If a line of the records holds the word "that", copy it out.

## Material provided
++++

PR #8990, opened 2024-10-14
AG-4489 Prevent clearing cell selection when row dragging

eliasmalik:
See https://ag-grid.atlassian.net/browse/AG-4489

### DIFF
--- a/packages/ag-grid-community/src/dragAndDrop/rowDragFeature.ts
+++ b/packages/ag-grid-community/src/dragAndDrop/rowDragFeature.ts
@@ -300,10 +300,22 @@ export class RowDragFeature extends BeanStub implements DropTarget {
     }
 
     private moveRows(rowNodes: RowNode[], pixel: number, increment: number = 0): void {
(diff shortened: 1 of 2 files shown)


packages/ag-grid-community/src/dragAndDrop/rowDragFeature.ts
```diff
@@ -304,7 +304,6 @@ export class RowDragFeature extends BeanStub implements DropTarget {
 
         if (rowWasMoved) {
             this.focusService.clearFocusedCell();
```
gportela85: We probably need to add some logic to refocus the cell that just got moved here.

eliasmalik: Not sure if there's a simpler way to accomplish this, but it seems to behave as we would want: https://github.com/ag-grid/ag-grid/pull/8990/commits/238ebdeccc1b1a4151f52b8f48c69f06a50e40c5

PR #8994, opened 2024-10-14
AG-13078 - Update JS/TS html with appropriate dark mode class

taktran:
Framework examples get dark mode class by injecting dark mode JS, but JS/TS can't use that because dark mode is determined by the class in the html


StephenCooper (approved):
LGTM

++++

## Solution to this problem
gportela85: We probably need to add some logic to refocus the cell that just got moved here.
Framework examples get dark mode class by injecting dark mode JS, but JS/TS can't use that because dark mode is determined by the class in the html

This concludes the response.